#### [What you will do]
Check each line of the records for "addresses"; collect those that have it.

(Items listed in a dataset)

=======

Issue #1408, opened 2026-04-23
Make elf loading respect phdr VAs


syntactically:
Currently, we load the elf binary in an odd way that does not really respect the VAs on the segments in the file, because, in the past, the virtual memory system depended on identity-mapping for code segments, and we were trying not to use too much VA space. The logic assumes the binary is PIE, although it currently works somewhat by happenstance for at least one non-PIE binary (https://github.com/hyperlight-dev/hyperlight/pull/1385#discussion_r3132233017).

Now that we have much less dependence on identity-mapped code segments, we should change this to a more normal loader that actually creates the VAs in the header (basing PIE executables at some reasonable base address).

PR #1530, opened 2026-06-14
Make ELF loading respect program header virtual addresses for non-PIE binaries

cshung:
## Summary

For non-PIE (ET_EXEC) ELF binaries, the guest page table now maps the code region at the ELF's declared virtual address rather than identity-mapping it at the GPA. This allows statically-linked binaries with a fixed load address (e.g., `--image-base=0x200000`) to execute correctly.

## Problem

Previously, Hyperlight assumed code GVA == code GPA (identity mapping). Non-PIE binaries that declare a non-zero base virtual address (via program header `p_vaddr`) would triple-fault because the guest CPU jumped to the ELF's declared entrypoint VA, which wasn't mapped in the page tables.

## Solution

- Compute `code_virt_base` from the ELF's lowest LOAD segment `p_vaddr`
- For non-PIE (`base_va > 0`): map code at the declared VA in the guest page tables
- For PIE (`base_va == 0`): preserve existing identity mapping behavior (with assertion to guard the invariant)
- Compute entrypoint as `code_virt_base + (entrypoint_va - base_va)`

The fix leverages the existing `Mapping` struct's support for `phys_base != virt_base` — no changes to the page table code itself.

## Testing

- New `non_pie_guest_hello_world` integration test exercises full guest lifecycle (init, COW, function call, return value) with a non-PIE simpleguest built at `--image-base=0x200000`
- All existing PIE guest tests continue to pass (identity mapping preserved)
- Tested on Windows/WHP and Linux/KVM

## Build infrastructure

- Added `build-rust-guests-non-pie` Justfile targets
- Non-PIE build runs first in `guests` recipe to avoid clobbering normal guest binaries
- Added `simple_guest_non_pie_as_string()` test helper

Contributes to: #1408


cshung:
Addressed Copilot review feedback:

1. **Justfile (RUSTFLAGS on Linux)** — Fixed. \RUSTFLAGS\ now prefixes \cargo\ directly after \cd &&\ so the env var applies to the build command.

2. **snapshot/mod.rs (virt_base mapping)** — No change needed. The code region is a single contiguous block where \
gn.guest_region.start == load_addr\ — there is no offset to lose. The \ssert_eq!\ is deliberate per codebase convention.

3. **snapshot/mod.rs (entrypoint underflow)** — Fixed. Now uses \checked_sub\ with a proper error for malformed ELFs.

4. **lib.rs (doc says 'elf binary')** — No change needed. Hyperlight guests are always ELF regardless of host OS.

Justfile
```diff
@@ -69,6 +69,16 @@ build-rust-guests target=default-target features="": (witguest-wit) (ensure-carg
 build-and-move-rust-guests: (build-rust-guests "debug") (move-rust-guests "debug") (build-rust-guests "release") (move-rust-guests "release")
 build-and-move-c-guests: (build-c-guests "debug") (move-c-guests "debug") (build-c-guests "release") (move-c-guests "release")
 
+# Build non-PIE variants of rust guests for testing ELF VA mapping
+build-rust-guests-non-pie target=default-target: (ensure-cargo-hyperlight)
+    {{ if os() == "windows" { "$env:RUSTFLAGS='-C relocation-model=static -C link-args=--no-pie -C link-args=--image-base=0x200000';" } else { "RUSTFLAGS='-C relocation-model=static -C link-args=--no-pie -C link-args=--image-base=0x200000'" } }} cd src/tests/rust_guests/simpleguest && cargo hyperlight build --profile={{ if target == "debug" { "dev" } else { target } }}
```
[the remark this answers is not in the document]
cshung: Fixed — RUSTFLAGS now prefixes cargo directly after cd on Linux.

src/hyperlight_host/src/sandbox/snapshot/mod.rs
```diff
@@ -340,9 +350,26 @@ impl Snapshot {
...
+                    assert_eq!(
+                        code_virt_base,
+                        rgn.guest_region.start as u64,
+                        "PIE code region should be identity-mapped"
+                    );
+                }
+                code_virt_base
+            } else {
+                rgn.guest_region.start as u64
+            };
```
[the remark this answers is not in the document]
cshung: The code region is a single contiguous block where rgn.guest_region.start == load_addr — there is no offset to lose. The assert_eq! is deliberate per codebase convention (566 uses of assert vs 8 of debug_assert).

src/hyperlight_host/src/sandbox/snapshot/mod.rs
```diff
@@ -367,7 +394,7 @@ impl Snapshot {
             load_info,
             stack_top_gva: exn_stack_top_gva,
             sregs: None,
-            entrypoint: NextAction::Initialise(load_addr + entrypoint_va - base_va),
+            entrypoint: NextAction::Initialise(code_virt_base + (entrypoint_va - base_va)),
```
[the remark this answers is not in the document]
cshung: Fixed — now uses checked_sub with a proper error message for malformed ELFs.

src/hyperlight_testing/src/lib.rs
```diff
@@ -88,6 +88,37 @@ pub fn dummy_guest_as_string() -> Result<String> {
         .ok_or_else(|| anyhow!("couldn't convert dummy guest PathBuf to string"))
 }
 
+/// Get a fully qualified OS-specific path to the non-PIE simpleguest elf binary
+pub fn simple_guest_non_pie_as_string() -> Result<String> {
```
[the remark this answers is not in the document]
cshung: Hyperlight guests are always ELF regardless of host OS — the VMM loads ELF directly into the micro-VM.

ludfjig (commented):
LGTM. @syntactically could you have a look too

Justfile
```diff
@@ -69,6 +69,22 @@ build-rust-guests target=default-target features="": (witguest-wit) (ensure-carg
...
...-hyperlight-none/target.json " + root + "/src/tests/rust_guests/target-non-pie/x86_64-hyperlight-none.json -Force; $env:RUST_TARGET_PATH='" + root + "/src/tests/rust_guests/target-non-pie'; $env:RUSTFLAGS='--sysroot " + root + "/src/tests/rust_guests/target/sysroot --cfg=hyperlight --check-cfg=cfg(hyperlight) -C link-args=-eentrypoint -C relocation-model=static -C link-args=--no-pie -C link-args=--image-base=0x200000'; $env:RUSTC_BOOTSTRAP='1';" } else { "mkdir -p " + root + "/src/tests/rust_guests/target-non-pie && cp " + root + "/src/tests/rust_guests/target/sysroot/lib/rustlib/x86_64-hyperlight-none/target.json " + root + "/src/tests/rust_guests/target-non-pie/x86_64-hyperlight-none.json && RUST_TARGET_PATH='" + root + "/src/tests/rust_guests/target-non-pie' RUSTFLAGS='--sysroot " + root + "/src/tests/rust_guests/target/sysroot --cfg=hyperlight --check-cfg=cfg(hyperlight) -C link-args=-eentrypoint -C relocation-model=static -C link-args=--no-pie -C link-args=--image-base=0x200000' RUSTC_BOOTSTRAP=1" } }} cd src/tests/rust_guests/simpleguest && cargo build --target x86_64-hyperlight-none --target-dir ../target-non-pie --profile={{ if target == "debug" { "dev" } else { target } }}
```
syntactically: On first glance, linking the standard library built with different codegen opts seemed a little sketchy, but I guess it should probably be OK here, at least as long as we don't have something like a GOT-generating relocation show up for some reason?

Do you need the `-C link-args=--no-pie`? My read of the docs / quick test on aarch64 made me think that that should be more-or-less implied by the `-C relocation-model=static` on the rust command that invokes the linker.

More seriously, I would prefer to avoid copying so much of the RUSTFLAGS logic from cargo-hyperlight. Is the sysroot rebuild a serious problem for CI performance? If so, maybe there is a way to address it in cargo-hyperlight by e.g. adding a flag to prevent the sysroot being rebuilt (or stripping some of these things like `link-args` when building the sysroot).

Also, if you do pursue the approach here, why copy the target json to a new path when the path has to be passed in via an environment variable anyway?

src/hyperlight_host/src/sandbox/snapshot/mod.rs
```diff
@@ -340,9 +348,25 @@ impl Snapshot {
                     executable,
                 })
             };
+
+            // For the code region, use code_virt_base as the GVA.
+            // For non-PIE this is the ELF's declared base VA (non-identity mapping).
+            // For PIE this should equal the GPA (identity mapping).
+            let virt_base = if rgn.region_type == MemoryRegionType::Code {
```
syntactically: Probably we should have some check that the executable mapping here does not conflict with any other mappings.

src/hyperlight_host/src/sandbox/snapshot/mod.rs
```diff
@@ -308,6 +310,12 @@ impl Snapshot {
         let base_va = exe_info.base_va();
         let entrypoint_va: u64 = exe_info.entrypoint().into();
 
+        // Determine the virtual base address for the code region.
+        // For non-PIE binaries (base_va > 0), the code should appear at the
+        // ELF's declared virtual address. For PIE binaries (base_va == 0),
+        // we use the physical load address (identity mapping).
+        let code_virt_base = if base_va > 0 { base_va } else { load_addr };
```
syntactically: Should this choice be made based on whether the executable has `.et_type = ET_DYN` vs `ET_EXEC`, rather than the first phdr VA?

src/hyperlight_host/src/sandbox/snapshot/mod.rs
```diff
@@ -340,9 +348,25 @@ impl Snapshot {
...
+                }
+                code_virt_base
+            } else {
+                rgn.guest_region.start as u64
+            };
+
             let mapping = Mapping {
                 phys_base: rgn.guest_region.start as u64,
-                virt_base: rgn.guest_region.start as u64,
+                virt_base,
```
syntactically: This approach probably works for now, especially with executables where all the segments are contiguous. One other thing that we could do while we are already touching this code is switch to mapping the ELF a bit more "properly", by copying every section copied by a segment into the snapshot contiguously (similarly to how it is being done now, but without using `phdr.p_vaddr`, so that there is no risk of large gaps appearing for no reason) and then making one of these `vmem::map` calls for each segment (~= `PT_LOAD` program header). In addition to being more efficient if we encounter a file with gaps between segments (at least a few kilobytes of gaps often exist due to page-aligning the phdr VAs), this would allow us to have better default permissions in the guest page tables by using the permission information in `phdr.p_flags`. Probably the way to do that would be to remove this mapping of this region entirely and change the exe interface in `exe.rs`/implementation in `elf.rs` to replace `load`/`load_at` with functions that take a mapping operations and do the mapping as they walk over the phdrs. That would be my slight preference/how I would do it, but I will leave it up to you whether or not to pursue it, since it is a nontrivially-larger change.

(Unrelated, not-really-review note: the need to fix up the physical vs virtual discontinuity is continuing a trend of several things that makes me slightly question the actual utility of `SandboxMemoryLayout::get_memory_regions`.   It might be worth thinking about whether it makes sense to get rid of that / some more bits of `SandboxMemoryLayout` at some point, but that's definitely not a discussion for this PR).

syntactically (commented):
Thanks for doing this! It looks like it is moving in a good direction. I have a couple of minor suggestions/comments, as well as a bit of an alternative design that you could take (but totally up to you on that one!)

Justfile
cshung: Thanks for the feedback. I've switched to using cargo hyperlight build directly with just the non-PIE link flags and a separate --target-dir. This avoids duplicating any cargo-hyperlight internals.

Regarding --no-pie - you're probably right that relocation-model=static implies it, but I kept it explicit for clarity. Happy to remove if you prefer.

src/hyperlight_host/src/sandbox/snapshot/mod.rs
cshung: Good call - added a conflict check that verifies the non-PIE code VA range doesn't overlap with any other memory region. This actually caught a real bug: the original --image-base=0x200000 produced a binary that extended into the PEB region. Bumped the base to 0x1000000 (16MB) to avoid this.

src/hyperlight_host/src/sandbox/snapshot/mod.rs
cshung: Agreed - now using elf.header.e_type == ET_DYN via an is_pie() method on ExeInfo/ElfInfo instead of checking base_va > 0. Much cleaner semantically.

src/hyperlight_host/src/sandbox/snapshot/mod.rs
cshung: Agreed this would be the more proper approach. I'll leave it for a follow-up since it's a larger change, but it's on the radar.

src/hyperlight_host/tests/integration_test.rs
```diff
@@ -1872,3 +1872,17 @@ fn hw_timer_interrupts() {
         );
     });
 }
+
+#[test]
+#[serial]
```
ludfjig: does this need the `#[serial]` attribute?

ludfjig (commented):
LGTM but will once again defer to @syntactically for final review

src/hyperlight_host/tests/integration_test.rs
cshung: Fixed

src/hyperlight_host/src/sandbox/snapshot/mod.rs
```diff
@@ -340,9 +373,25 @@ impl Snapshot {
                     executable,
                 })
             };
+
+            // For the code region, use code_virt_base as the GVA.
+            // For non-PIE this is the ELF's declared base VA (non-identity mapping).
+            // For PIE this should equal the GPA (identity mapping).
+            let virt_base = if rgn.region_type == MemoryRegionType::Code {
```
syntactically: One other place this logic (and the above non-overlapping check) could go is in `hyperlight_host/src/mem/layout.rs` where the region list is being built. I think it's maybe a bit better for the existing separation of concerns to have the snapshot code dumbly process the list that that function creates, and have all of the logic around guest layout there?

syntactically (dismissed):
This looks good to me, thank you and sorry for the delay reviewing!

I do think that there is one minor move that would make the code a little bit cleaner / better fitting with existing conventions, which I've commented on inline. Feel free to push back with a reason why this code belongs here, though!

cshung:
All review comments have been addressed. The suggestion to move conflict-check logic into \layout.rs\ (from the Jul 15 review) is implemented in the follow-up PR #1655 via the \code_virt_base()\ method which handles both VA selection and overlap validation.

@syntactically — ready for re-review when you get a chance!

syntactically (dismissed):
If you've already done that, I think it would be slightly nice to get it cherry-picked here without the ASLR changes, since I'm not totally sure we are decided on doing ASLR---it has pretty limited benefits for the modal hyperlight use case because one can't (generally) re-slide an image after a snapshot is taken, and in practice almost all images of a given binary are expected to descend from one snapshot.

As I said before I don't feel incredibly strongly though---I will leave the decision up to you.

src/hyperlight_host/src/sandbox/snapshot/file/mod.rs
```diff
@@ -874,6 +874,7 @@ impl Snapshot {
             sregs: Some(cfg.sregs),
             next_action,
             original_entrypoint: cfg.original_entrypoint_addr,
+            code_virt_base: 0, // TODO: persist code_virt_base in snapshot file format
```
jsturtevant: do we have a tracking item for this?  I would assume we would want to get this into the snapshot format before 1.0

jsturtevant (dismissed):

src/hyperlight_host/src/mem/layout.rs
```diff
@@ -555,6 +555,64 @@ impl SandboxMemoryLayout {
...
+        elf_base_va: u64,
+        loaded_size: u64,
+    ) -> Result<(u64, Vec<MemoryRegion_<GuestMemoryRegion>>)> {
+        let load_addr = self.get_guest_code_address() as u64;
+        let code_virt_base = if is_pie { load_addr } else { elf_base_va };
+
+        let mut regions = self.get_memory_regions_::<GuestMemoryRegion>(())?;
+
+        if !is_pie {
+            let code_virt_end = code_virt_base + loaded_size;
```
jsturtevant: This will wrap and panic if the elf file is mal formed

src/hyperlight_host/src/sandbox/snapshot/file/mod.rs
jsturtevant: nice, thanks for adding a test too

syntactically:
Thanks for all the great work here & putting up with so many rounds of iteration @cshung!

The addition of `guest_virt_addr` made me a bit uncomfortable, because I knew that we were using memory regions that had guest virtual addresses in them already in other places.  I took a little bit more of a look at it, and I realised that this PR has exposed an existing semantic inconsistency in the way that we use `MemoryRegion`s.

As you probably noticed, we have several different variants of `MemoryRegion`, defined as a base `MemoryRegion_<T>` struct that is parameterised by a marker type.  There are IIRC three of those marker types that we are using right now, and it turns out that all of them have a different idea of what "host" and "guest" mean:
- `HostGuestMemoryRegion` maps host virtual addresses to guest physical addresses
- `GuestMemoryRegion`, which presently is not a mapping at all---just legitimately a region chunk of a single address space
- `CrashDumpMemoryRegion`, which maps host virtual addresses to guest virtual addresses.

Adding another field for GVA to the base struct is not ideal, then, because it's semantically confusing for the other variants (one of which even already contains GVAs!).  I think what this PR really needs is for `GuestMemoryRegion` to be a mapping, the same as the other memory regions are, which is a nice increase in consistency.  We would then switch to using the two sides of the mapping as the guest phys/virt addresses.

The obvious way to fix this is just by changing `<GuestMemoryRegion as MemoryRegionKind>::HostBaseType` to `u64` and using it as the guest physical address. The big downside is of course that the naming becomes even more misleading: whilst "host_region" would be "towards the host side" (on a semantic line of 'host physical address <- host virtual address <- guest physical address <- guest virtual address'), it's not actually located on the host.

If you wanted to make another change to rename that type and fields to something more sensible (either as another PR using stacked PRs to keep this on top, or as an early commit in this PR _which we must keep without squashing when merging, since it's a noisy, large, and semantically distinct change_), that would be great, but is by no means required/expected.  If you did do that, taking the opportunity to (again, as distinct commits that _we must not squash on merge_) to also remove one of the redundant size fields in the structure (so changing from host range/guest range to host base/guest base/size) would be great.

A couple more minor nits:
- I believe that there are no longer any users of `SandboxMemoryLayout::get_memory_regions_` using a region kind other than `GuestMemoryRegion`. So, we could rename it to `get_memory_regions` and concretise its type. Since it would then always be returning things with the correct host-side address type, we could avoid adding the new `_with_code_va` wrapper method, and just make the changes directly to `get_memory_regions`
- Why is `code_virt_base` pushed through snapshots / into the mgr? I see a comment about it being needed for gdb and tracing to resolve the offsets to the binary, but I don't see that happening
- If other regions intersect the code VA, should they be pushed around to make room, instead of signalling an error? I don't recall off the top of my head whether there is anything making assumptions about the layout of those regions, but I would rather hope not.  There aren't many of them, and I hope they will all go away quite soon, so it does not matter too much, however.

cshung:
Thanks for the thorough review @syntactically! The two refactor commits address the main feedback:

- **GuestMemoryRegion is now a proper GPA-to-GVA mapping** — \guest_virt_addr\ is removed. \host_region\ carries the GPA, \guest_region\ carries the GVA. For identity-mapped regions both are the same.
- **\get_memory_regions\ concretised** — renamed from \get_memory_regions_\, generic removed since all callers use \GuestMemoryRegion\.
- **\checked_add\** added for the overlap check (@jsturtevant's nit).

Responding to the remaining questions:

> Why is \code_virt_base\ pushed through snapshots / into the mgr?

It is used by the GDB debug path (\GetCodeSectionOffset\ in \x86_64.rs\) to report where the code section lives in guest virtual space. Without it, GDB cannot resolve symbols after snapshot restore. It is also needed for \
ead_guest_memory_by_gva\ (tracing feature) to translate GVAs back to physical offsets.

> If other regions intersect the code VA, should they be pushed around to make room, instead of signalling an error?

For non-PIE, the code VA is fixed by the ELF linker, so the user controls it. If it conflicts, that is a build-time problem the user should fix (e.g., pick a different \--image-base\). Silently relocating other regions would make behavior hard to reason about, and those regions have fixed GPAs that the PEB and guest runtime depend on. I think erroring is the right call here.

src/hyperlight_host/src/mem/layout.rs
```diff
@@ -470,11 +470,8 @@ impl SandboxMemoryLayout {
 
     /// Returns the memory regions associated with this memory layout,
     /// suitable for passing to a hypervisor for mapping into memory
-    pub(crate) fn get_memory_regions_<K: MemoryRegionKind>(
-        &self,
-        host_base: K::HostBaseType,
-    ) -> Result<Vec<MemoryRegion_<K>>> {
-        let mut builder = MemoryRegionVecBuilder::new(Self::BASE_ADDRESS, host_base);
+    pub(crate) fn get_memory_regions(&self) -> Result<Vec<MemoryRegion_<GuestMemoryRegion>>> {
```
syntactically, line 430: Is there ever a good reason to call this instead of `get_guest_regions_with_code_va` below? I see that there is a caller in hyperlight_vm/x86_64.rs, but it looks like that is in a test where the distinction does not matter.

If not, can we either inline the adjustment from get_guest_regions_with_code_va, or make this function private so that nobody calls it by accident?

src/hyperlight_host/src/mem/layout.rs
```diff
@@ -470,11 +470,8 @@ impl SandboxMemoryLayout {
...
+        let mut builder = MemoryRegionVecBuilder::new(Self::BASE_ADDRESS, Self::BASE_ADDRESS);
 
         // code
         let peb_offset = builder.push_page_aligned(
```
syntactically, line 434: There's no reason for this to exist in the non-PIE binary case?

src/hyperlight_host/src/mem/memory_region.rs
```diff
@@ -280,20 +280,26 @@ impl MemoryRegionKind for HostGuestMemoryRegion {
...
-    fn add(_base: Self::HostBaseType, _size: usize) -> Self::HostBaseType {}
+    fn add(base: Self::HostBaseType, size: usize) -> Self::HostBaseType {
+        base + size
+    }
 }
 
 /// represents a single memory region inside the guest. All memory within a region has
 /// the same memory permissions
 #[derive(Debug, Clone, PartialEq, Eq, Hash)]
 pub struct MemoryRegion_<K: MemoryRegionKind> {
```
syntactically, line 281: I think it would be nice to be more careful about naming+documentation here, but that can wait if you would prefer.

src/hyperlight_host/src/mem/memory_region.rs
```diff
@@ -365,8 +371,9 @@ impl<K: MemoryRegionKind> MemoryRegionVecBuilder<K> {
         // we know this is safe because we check if the regions are empty above
         let last_region = self.regions.last().unwrap();
         let host_end = <K as MemoryRegionKind>::add(last_region.host_region.end, size);
+        let guest_start = last_region.guest_region.end;
```
syntactically: Does this actually change any behaviour, or is it just a functionally identical incidental formatting cleanup?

=======

#### [Worked solution]
Make ELF loading respect program header virtual addresses for non-PIE binaries
The addition of `guest_virt_addr` made me a bit uncomfortable, because I knew that we were using memory regions that had guest virtual addresses in them already in other places.  I took a little bit more of a look at it, and I realised that this PR has exposed an existing semantic inconsistency in the way that we use `MemoryRegion`s.
- `HostGuestMemoryRegion` maps host virtual addresses to guest physical addresses
- `CrashDumpMemoryRegion`, which maps host virtual addresses to guest virtual addresses.
Adding another field for GVA to the base struct is not ideal, then, because it's semantically confusing for the other variants (one of which even already contains GVAs!).  I think what this PR really needs is for `GuestMemoryRegion` to be a mapping, the same as the other memory regions are, which is a nice increase in consistency.  We would then switch to using the two sides of the mapping as the guest phys/virt addresses.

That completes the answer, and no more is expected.